PR #4029, opened 2024-11-02
[CALCITE-6666] Support Oracle SYSDATE and SYSTIMESTAMP functions

strongduanmu:
- Support Oracle SYSDATE and SYSTIMESTAMP functions

### DIFF
--- a/core/src/main/java/org/apache/calcite/runtime/SqlFunctions.java
+++ b/core/src/main/java/org/apache/calcite/runtime/SqlFunctions.java
@@ -5364,6 +5364,30 @@ public class SqlFunctions {
     return timestampToTime(localTimestamp(root));
   }
 
+  /** SQL {@code SYSTIMESTAMP} function. */
+  @NonDeterministic
+  public static long sysTimestamp(DataContext root) {
+    return DataContext.Variable.SYS_TIMESTAMP.get(root);
+  }
+
+  /** SQL {@code SYSDATE} function.
+   *
+   * <p> When the date is before 1970-01-01 00:00:00, for example: 1969-12-31 23:59:59,
+   * the timestamp will return a negative value, such as -1000. The date(days since epoch)
+   * returned by timestampToDate(-1000) is 0, so we need to additionally judge the result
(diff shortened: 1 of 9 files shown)


caicancai (commented):
It is better to add the test in SqlOperatorTest

strongduanmu:
> It is better to add the test in SqlOperatorTest

@caicancai Thanks for your suggestion, I have added the SqlOperatorTest.

caicancai (approved):
LGTM

core/src/main/java/org/apache/calcite/runtime/SqlFunctions.java
```diff
@@ -5364,6 +5364,24 @@ public static int localTime(DataContext root) {
...
+  public static long sysTimestamp(DataContext root) {
+    return DataContext.Variable.SYS_TIMESTAMP.get(root);
+  }
+
+  /** SQL {@code SYSDATE} function. */
+  @NonDeterministic
+  public static int sysDate(DataContext root) {
+    final long timestamp = sysTimestamp(root);
+    int date = timestampToDate(timestamp);
+    final int time = timestampToTime(timestamp);
```
mihaibudiu, line 5378: why would this happen?
it it for dates before 1970?

mihaibudiu (approved):

core/src/main/java/org/apache/calcite/runtime/SqlFunctions.java
strongduanmu: Yes, when the date is before `1970-1-1`, for example: `1969-12-31 23:59:59`, timestamp will return `-1000`, and the date(days since epoch) calculated by `timestampToDate(-1000)` is 0, so we need to additionally judge the result of `timestampToTime(-1000)`. If its value is less than 0, we need to reduce date by 1 to ensure the accuracy of date.

mihaibudiu: this would be a nice comment to add to this code

PR #4031, opened 2024-11-03
[CALCITE-6667] Arrow adapter should push down arithmetic operations

caicancai:
https://issues.apache.org/jira/browse/CALCITE-6667

### DIFF
--- a/arrow/src/main/java/org/apache/calcite/adapter/arrow/ArrowTranslator.java
+++ b/arrow/src/main/java/org/apache/calcite/adapter/arrow/ArrowTranslator.java
@@ -170,9 +170,47 @@ class ArrowTranslator {
     case CAST:
       // FIXME This will not work in all cases (for example, we ignore string encoding)
       return translateBinary2(op, ((RexCall) left).operands.get(0), right);
+    case PLUS:
+      right = translateArithmeticOp(left, right);
+      return translateBinary2(op, ((RexCall) left).operands.get(0), right);
+    case MINUS:
+      right = translateArithmeticOp(left, right);
+      return translateBinary2(op, ((RexCall) left).operands.get(0), right);
     default:
       return null;
     }
+  }
+
+  /**
+   * Translates a call to an arithmetic operator.
+   * This method handles arithmetic operations like addition and subtraction
+   * between literals and adjusts the right operand accordingly.
+   *
+   * @param left The left operand, which is an arithmetic operation
+   * @param right The right operand, which is a literal
+   * @return A new RexNode representing the adjusted right operand
+   */
+  private RexNode translateArithmeticOp(RexNode left, RexNode right) {
+    RexNode leftOperand = ((RexCall) left).operands.get(1);
+    switch (left.getKind()) {
+    case PLUS:
+      if (leftOperand.getKind() == SqlKind.LITERAL && right.getKind() == SqlKind.LITERAL) {
+        BigDecimal leftValue = ((RexLiteral) leftOperand).getValueAs(BigDecimal.class);
+        BigDecimal rightValue = ((RexLiteral) right).getValueAs(BigDecimal.class);
+        return rexBuilder.makeLiteral(rightValue.subtract(leftValue), left.getType(), false);
+      }
+      break;
+    case MINUS:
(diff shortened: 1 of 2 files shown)


caicancai:
Currently, only simple constant addition and subtraction operations are supported. I did not perform complex type tests because there are some other problems with the current adaptation of the arrow type.

arrow/src/main/java/org/apache/calcite/adapter/arrow/ArrowTranslator.java
```diff
@@ -170,11 +170,49 @@ private String translateBinary(String op, String rop, RexCall call) {
     case CAST:
       // FIXME This will not work in all cases (for example, we ignore string encoding)
       return translateBinary2(op, ((RexCall) left).operands.get(0), right);
+    case PLUS:
+      right = translateArithmeticOp(left, right);
+      return translateBinary2(op, ((RexCall) left).operands.get(0), right);
+    case MINUS:
```
mihaibudiu, line 176: these two cases could be merged

caicancai: done

arrow/src/main/java/org/apache/calcite/adapter/arrow/ArrowTranslator.java
```diff
@@ -170,11 +170,47 @@ private String translateBinary(String op, String rop, RexCall call) {
...
+   * Translates a call to an arithmetic operator.
+   * This method handles arithmetic operations like addition and subtraction
+   * between literals and adjusts the right operand accordingly.
+   *
+   * @param left The left operand, which is an arithmetic operation
+   * @param right The right operand, which is a literal
+   * @return A new RexNode representing the adjusted right operand
+   */
+  private RexNode translateArithmeticOp(RexNode left, RexNode right) {
+    RexNode leftOperand = ((RexCall) left).operands.get(1);
```
mihaibudiu, line 192: This optimization is already part of PROJECT_REDUCE_EXPRESSIONS. I don't think it should be replicated in any specific backend.

caicancai: I'm not sure if it works, and it seems no one has tried it yet.

mihaibudiu: I don't know what you mean, in RelOptRulesTest there are at least 59 tests that use this optimization.

caicancai: I understand what you mean, but it seems that no other adapters are specified for testing. I understand that RelOptRulesTest is for those Jdbc protocol dialects, such as mysql, postgres and so on. I am not sure whether adapters such as arrow, es, etc. are effective.

caicancai: If possible, I will write a test to verify it over the weekend

mihaibudiu: That is incorrect, the RelOptRules are designed to work for all dialects.
A Calcite-based compiler will have a parser, a converter, an optimizer, and a back-end.
The job of doing optimizations belongs to the optimizer, not to the back-end.
If you put optimizations in the back-end, you have to reimplement them for every target.

caicancai: Thank you for your answer, so I just need to translate the plan without any optimization, I will improve this pr later

caicancai: @mihaibudiu It seems that Arrow's API does not support operations like `"intField\" + 1 = 12`. I had to convert it to `"intField\" = 11` in Calcite.

Should I call the PROJECT_REDUCE_EXPRESSIONS optimization rule in the arrow adapter?

mihaibudiu: Adapters should never call optimizations.
This particular optimization does constant folding, and the expression you show does not have any constant subexpressions, so this optimization will not help.

PR #4032, opened 2024-11-03
[CALCITE-6668] Arrow adapter should support IS FALSE Operator and IS TRUE Operator

caicancai:
https://issues.apache.org/jira/browse/CALCITE-6668

### DIFF
--- a/arrow/src/main/java/org/apache/calcite/adapter/arrow/ArrowTranslator.java
+++ b/arrow/src/main/java/org/apache/calcite/adapter/arrow/ArrowTranslator.java
@@ -114,7 +114,13 @@ class ArrowTranslator {
     return predicates;
   }
 
-  /** Translate a binary or unary relation. */
+  /**
+   * Translates a binary or unary relation.
+   *
+   * @param node A RexNode that always evaluates to a boolean expression.
+   *             Currently, this method is only called from translateAnd.
+   * @return The translated SQL string for the relation.
+   */
   private String translateMatch2(RexNode node) {
     switch (node.getKind()) {
     case EQUALS:
@@ -133,6 +139,15 @@ class ArrowTranslator {
       return translateUnary("isnull", (RexCall) node);
     case IS_NOT_NULL:
       return translateUnary("isnotnull", (RexCall) node);
+    case IS_NOT_TRUE:
+      return translateUnary("isnottrue", (RexCall) node);
+    case IS_NOT_FALSE:
+      return translateUnary("isnotfalse", (RexCall) node);
+    case INPUT_REF:
+      final RexInputRef inputRef = (RexInputRef) node;
+      return fieldNames.get(inputRef.getIndex()) + " istrue";
+    case NOT:
+      return translateUnary("isfalse", (RexCall) node);
     default:
       throw new UnsupportedOperationException("Unsupported operator " + node);
     }
--- a/arrow/src/test/java/org/apache/calcite/adapter/arrow/ArrowAdapterDataTypesTest.java
+++ b/arrow/src/test/java/org/apache/calcite/adapter/arrow/ArrowAdapterDataTypesTest.java
@@ -176,4 +176,19 @@ public class ArrowAdapterDataTypesTest {
         .returns(result)
         .explainContains(plan);
   }
+
+  @Test void testBooleanProject() {
+    String sql = "select \"booleanField\" from arrowdatatype";
+    String plan = "PLAN=ArrowToEnumerableConverter\n"
+        + "  ArrowProject(booleanField=[$7])\n"
+        + "    ArrowTableScan(table=[[ARROW, ARROWDATATYPE]], fields=[[0, 1, 2, 3, 4, 5, 6, 7, 8, 9]])\n\n";
+    String result = "booleanField=null\nbooleanField=true\nbooleanField=false\n";
+    CalciteAssert.that()
+        .with(arrow)
+        .query(sql)
+        .limit(3)
+        .returns(result)
+        .explainContains(plan);
+  }
+
 }
--- a/arrow/src/test/java/org/apache/calcite/adapter/arrow/ArrowAdapterTest.java
+++ b/arrow/src/test/java/org/apache/calcite/adapter/arrow/ArrowAdapterTest.java
@@ -77,6 +77,10 @@ class ArrowAdapterTest {
     arrowDataGenerator.writeArrowData(dataLocationFile);
     arrowDataGenerator.writeScottEmpData(arrowFilesDirectory);
 
+    File datatypeLocationFile = arrowFilesDirectory.resolve("arrowdatatype.arrow").toFile();
+    ArrowData arrowtypeDataGenerator = new ArrowData();
+    arrowtypeDataGenerator.writeArrowDataType(datatypeLocationFile);
+
     arrow = ImmutableMap.of("model", modelFileTarget.toAbsolutePath().toString());
   }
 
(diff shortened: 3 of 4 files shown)


arrow/src/main/java/org/apache/calcite/adapter/arrow/ArrowTranslator.java
```diff
@@ -133,6 +133,15 @@ private String translateMatch2(RexNode node) {
       return translateUnary("isnull", (RexCall) node);
     case IS_NOT_NULL:
       return translateUnary("isnotnull", (RexCall) node);
+    case IS_NOT_TRUE:
+      return translateUnary("isnottrue", (RexCall) node);
+    case IS_NOT_FALSE:
+      return translateUnary("isnotfalse", (RexCall) node);
+    case INPUT_REF:
```
mihaibudiu, line 140: I don't understand why this assumes the type of the result is boolean.

arrow/src/test/java/org/apache/calcite/adapter/arrow/ArrowAdapterDataTypesTest.java
```diff
@@ -176,4 +176,94 @@ static void initializeArrowState(@TempDir Path sharedTempDir)
...
+
+  @Test void testArrowProjectFieldsWithNotFilter() {
+    String sql = "select \"booleanField\"\n"
+        + "from arrowdatatype\n"
+        + "where \"booleanField\" is false";
+    String plan = "PLAN=ArrowToEnumerableConverter\n"
+        + "  ArrowProject(booleanField=[$7])\n"
+        + "    ArrowFilter(condition=[NOT($7)])\n"
+        + "      ArrowTableScan(table=[[ARROW, ARROWDATATYPE]], fields=[[0, 1, 2, 3, 4, 5, 6, 7, 8, 9]])\n\n";
+    String result = "booleanField=false\nbooleanField=false\n";
```
mihaibudiu, line 223: why is this result correct?
There aren't two rows where the field is false

arrow/src/main/java/org/apache/calcite/adapter/arrow/ArrowTranslator.java
caicancai: This is because of the `TreeBuilder.makeCondition `interface feature of arrow, which requires a function to generate the corresponding filter condition, and `istrue` is such a function for it.

arrow/src/test/java/org/apache/calcite/adapter/arrow/ArrowAdapterDataTypesTest.java
caicancai: Because the filter condition is `where "booleanField" is false`, the returned result is two false, which seems to be no problem.

mihaibudiu: what is the content of the input table?

caicancai: At present, there are three main types of content: `true, false, null`

arrow/src/main/java/org/apache/calcite/adapter/arrow/ArrowTranslator.java
mihaibudiu: why is this function translating a filter?

arrow/src/test/java/org/apache/calcite/adapter/arrow/ArrowAdapterDataTypesTest.java
caicancai: No, there are 20 rows of data in total
```
  private void booleanField(FieldVector fieldVector, int rowCount) {
    BitVector bitVector = (BitVector) fieldVector;
    bitVector.setInitialCapacity(rowCount);
    bitVector.allocateNew();
    for (int i = 0; i < rowCount; i++) {
      if (i % 3 == 0) {
        bitVector.setNull(i);
      } else {
        bitVector.set(i, this.booleanValue ? 1 : 0);
      }
      this.booleanValue = !this.booleanValue;
    }
    fieldVector.setValueCount(rowCount);
  }
```
It's just that the field content is distributed regularly according to the three types of content: null, true, and false.
I set limit(2) on the final result, so it only shows two rows, but there are actually more than two rows.

arrow/src/main/java/org/apache/calcite/adapter/arrow/ArrowTranslator.java
caicancai: I'm not sure, because when the filter structure is passed in, a node node is passed in, which forces me to translate is true

caicancai:
```
    String plan = "PLAN=EnumerableCalc(expr#0=[{inputs}], booleanField=[$t0], $condition=[$t0])\n"
        + "  ArrowToEnumerableConverter\n"
        + "    ArrowProject(booleanField=[$7])\n"
        + "      ArrowTableScan(table=[[ARROW, ARROWDATATYPE]], fields=[[0, 1, 2, 3, 4, 5, 6, 7, 8, 9]])\n\n";
```
This is the untranslated plan. I hope it helps you. Since I don’t use Calcite in my work, I am not very clear about this part for now.

caicancai: I thought about it and it is OK to translate is true. Calcite will trim simple is true, such as `where 1 is true`, because they are all constants. But `booleanField is true `is obviously not.
@mihaibudiu What do you think?

mihaibudiu: This is never a constant, it's a reference to a field within the row of the input relation, which can have any type.
Why do you think the type is boolean at this point?
Can you add an assertion that the type is always Boolean?

arrow/src/test/java/org/apache/calcite/adapter/arrow/ArrowAdapterDataTypesTest.java
```diff
@@ -176,4 +176,94 @@ static void initializeArrowState(@TempDir Path sharedTempDir)
...
+  }
+
+  /** Test case for
+   * <a href="https://issues.apache.org/jira/browse/CALCITE-6638">[CALCITE-6638]
+   * Arrow adapter should support IS FALSE Operator and IS TRUE Operator</a>. */
+  @Test void testArrowProjectWithIsTrueFilter() {
+    String sql = "select \"booleanField\"\n"
+        + "from arrowdatatype\n"
+        + "where \"booleanField\" is true";
+    String plan = "PLAN=ArrowToEnumerableConverter\n"
```
suibianwanwank, line 201: Why is this test in ArrowAdapterDataTypesTest, it seems more appropriate in ArrowAdapterTest.

arrow/src/test/java/org/apache/calcite/adapter/arrow/ArrowAdapterDataTypesTest.java
```diff
@@ -176,4 +176,94 @@ static void initializeArrowState(@TempDir Path sharedTempDir)
...
+        .limit(2)
+        .returns(result)
+        .explainContains(plan);
+  }
+
+
+  @Test void testArrowProjectFieldsWithIsNotTrueFilter() {
+    String sql = "select \"booleanField\"\n"
+        + "from arrowdatatype\n"
+        + "where \"booleanField\" is not true";
```
suibianwanwank, line 237: Can more complex expressions be supported at this time? e.g. `(intField > 10) IS TRUE`

arrow/src/test/java/org/apache/calcite/adapter/arrow/ArrowAdapterDataTypesTest.java
caicancai: done

arrow/src/test/java/org/apache/calcite/adapter/arrow/ArrowAdapterDataTypesTest.java
caicancai: done

arrow/src/main/java/org/apache/calcite/adapter/arrow/ArrowTranslator.java
mihaibudiu: The JavaDoc on this function is actually wrong, which leads to the confusion.
The JavaDoc should say that node is always an expression that evaluates to a Boolean value. This is only called from translateAnd. With this information the implementation makes sense.

caicancai: @mihaibudiu Oh, I see, thanks for reminding me. I have improved the JavaDoc

arrow/src/main/java/org/apache/calcite/adapter/arrow/ArrowTranslator.java
```diff
@@ -114,7 +114,13 @@ private List<String> translateAnd(RexNode condition) {
     return predicates;
   }
 
-  /** Translate a binary or unary relation. */
+  /**
+   * Translates a binary or unary relation.
+   *
+   * @param node A RexNode that always evaluates to a boolean expression.
+   *             Currently, this method is only called from translateAnd.
```
caicancai, line 121: Since the current Arrow adapter does not support CNF, this method is currently only called from translateAnd

mihaibudiu: A Boolean formula does not have to be in CNF or DNF form.
Currently Arrow supports only DNF forms for Boolean formulas.
There is an algorithm to convert any Boolean formula to DNF, but it can be very expensive in the worst case. There is no workaround, since the worst-case DNF formula can be exponential in the size of the original formula.

caicancai: Yes, I'm trying, but it seems very complicated

mihaibudiu (approved):

arrow/src/main/java/org/apache/calcite/adapter/arrow/ArrowTranslator.java
caicancai: Thank you very much for your advice, I am supporting CNF, but it seems that my thinking is wrong.

mihaibudiu:
you can squash the commits for merging

caicancai:
> you can squash the commits for merging

If there is no other comment after 24 hours, I will squash

suibianwanwank (approved):

caicancai:
No other comments, squash commits.
@mihaibudiu @suibianwanwank thank you for your review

* * * * * * *

AIM OF THE TASK
Please return every line of the records above that contains the word "example".

EXPECTED OUTPUT
+   * <p> When the date is before 1970-01-01 00:00:00, for example: 1969-12-31 23:59:59,
strongduanmu: Yes, when the date is before `1970-1-1`, for example: `1969-12-31 23:59:59`, timestamp will return `-1000`, and the date(days since epoch) calculated by `timestampToDate(-1000)` is 0, so we need to additionally judge the result of `timestampToTime(-1000)`. If its value is less than 0, we need to reduce date by 1 to ensure the accuracy of date.
       // FIXME This will not work in all cases (for example, we ignore string encoding)
       // FIXME This will not work in all cases (for example, we ignore string encoding)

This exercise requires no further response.